What are some best practices for using EC2 Spot Instances with Amazon EKS?
Last updated: 2021-12-22
I want to use Amazon Elastic Compute Cloud (Amazon EC2) Spot Instances with my Amazon Elastic Kubernetes Service (Amazon EKS). What are some best practices?
The following are some best practices for using Amazon EC2 Spot Instances with your Amazon EKS:
- Don't use Spot Instances for long-running jobs or stateful applications.
- Use managed node groups with Spot Instances.
- Add multiple instance types to node groups.
- Use the AWS Node Termination Handler for self-managed node groups.
Don't use Spot Instances for long-running jobs or stateful applications
The short lifespan of a Spot Instance can cause unwanted terminations to long-running jobs. It can also affect stateful applications because stateful applications cannot tolerate shutdowns. Instead, use On-Demand Instances for long-running jobs.

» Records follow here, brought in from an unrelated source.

PR #291, opened 2022-02-21
Fix and update tests for extension oneapi_properties

kopylovanat:
Since FAIL can't be used in constexpr function.


bader (approved):

ProGTX (approved):

keryell (approved):
Thanks.

tests/extension/oneapi_property_list/property_list_prop_eq_op.cpp
```diff
@@ -15,8 +15,7 @@ namespace TEST_NAMESPACE {
 using namespace sycl_cts;
 
 template <typename T, typename U>
-constexpr void check_equal(util::logger &log, T prop1, U prop2,
-                           bool expected_equal) {
+void check_equal(util::logger &log, T prop1, U prop2, bool expected_equal) {
```
psalz, line 18: Given that we have Catch2 now, wouldn't it be more readable to instead simply write something like

```c++
CHECK(prop_value_device_image_scope == prop_value_device_image_scope);
CHECK_FALSE(prop_value_device_image_scope != prop_value_device_image_scope);
```

?

kopylovanat: Done in https://github.com/KhronosGroup/SYCL-CTS/pull/291/commits/3c74460d5577cce2bb4e3f74e36de58e6e9b5c2d

kopylovanat:
Update tests with extension spec changes

bader:
I think we should disregard all approves as new version of the patch is completely different from the approved one.

keryell (approved):
Thanks!

PR #293, opened 2022-02-24
Add support for compile-time disabled test cases

psalz:
This introduces a new type of test case macro that can be used to disable test cases during compile-time. This is useful for when a test case contains code that  currently does not compile for a given implementation, while other test cases in the same translation unit would otherwise compile.

A disabled test case will fail automatically at runtime.

While all Catch2 test macros could likely be supported in principle, this initial implementation is limited to these two:

 - `DISABLED_FOR_TEST_CASE` (corresponding to `TEST_CASE`)
 - `DISABLED_FOR_TEMPLATE_TEST_CASE_SIG` (corresponding to `TEMPLATE_TEST_CASE_SIG`)

Usage example from `id` tests:
```c++
DISABLED_FOR_TEMPLATE_TEST_CASE_SIG(hipSYCL)
("id supports unary +/- operators", "[id]", ((int D), D), 1, 2, 3)({
  // ...
});
```

which then produces the following console output:

image

### DIFF
--- a/tests/common/disabled_for_test_case.h
+++ b/tests/common/disabled_for_test_case.h
@@ -1,0 +1,138 @@
+/*******************************************************************************
+//
+//  SYCL 2020 Conformance Test Suite
+//
+//  Copyright (c) 2022 The Khronos Group Inc.
+//
+*******************************************************************************/
+
+#ifndef __SYCLCTS_TESTS_COMMON_DISABLED_FOR_TEST_CASE_H
+#define __SYCLCTS_TESTS_COMMON_DISABLED_FOR_TEST_CASE_H
+
+#include "macro_utils.h"
+
+// TODO: Add other Catch2 test case variants, as needed
+
+/**
+ * Registers a test case that is compile-time disabled for one or more SYCL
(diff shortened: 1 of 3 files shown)


tests/common/disabled_for_test_case.h
```diff
@@ -0,0 +1,138 @@
...
+#define INTERNAL_CTS_IS_IMPL(impl) \
+  INTERNAL_CTS_CHECK(INTERNAL_CTS_IMPL_PROBE(impl))
+
+// ------------------------------------------------------------------------------------
+
+// Helper macros for expanding recursive calls.
+// This allows us to check for up to 16 + 1 SYCL implementations, which should
+// be plenty. (Otherwise this could always be extended by another factor of
+// two).
+#define INTERNAL_CTS_EVAL(...) INTERNAL_CTS_EVAL16(__VA_ARGS__)
```
keryell, line 72: Perhaps we could use Boost.Preprocessor instead?

keryell (approved):
Thanks.

bader (approved):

Use managed node groups with Spot Instances
You can set the capacity type of a managed node group as spot. The managed node group then configures an Auto Scaling group to use EC2 Auto Scaling Capacity Rebalancing. When the EC2 Auto Scaling Capacity Rebalancing feature is activated and a Spot node receives a rebalance recommendation, Amazon EKS attempts to replace the Spot node.
After the new Spot node is ready, Amazon EKS separates and drains the previous Spot node. This can help reduce the risk of corrupted Amazon Elastic Block Store (Amazon EBS) volumes or interrupted database connections.
Add multiple instance types to node groups
Every Spot Instance pool consists of an unused EC2 instance capacity for a specific instance type in a specific Availability Zone. When a node group tries to provision a new node, it uses one of the instance types that's defined in its configuration. If the instance types don't have Spot capacity in any of the Availability Zones, then the node group fails to scale and becomes degraded.
To avoid this issue, increase the number of similar instance types in the node group. For example, for a m5.large (2 vCPU/8 GiB RAM) instance type, add ones with the same vCPU and RAM values, such as m5a.large, m5n.large, and m4.large.
Use the AWS Node Termination Handler for self-managed node groups
The AWS Node Termination Handler (from the GitHub website) is deployed to an Amazon EKS cluster as a deployment or DaemonSet. The AWS Node Termination Handler adds capabilities to self-managed node groups that they lack. It helps self-managed node groups detect and appropriately respond to EC2 maintenance events, Spot interruption notices, Auto Scaling group scale-in events, and Availability Zone rebalances. Use the Queue Processor option to add every AWS Node Termination Handler feature to the self-managed node group.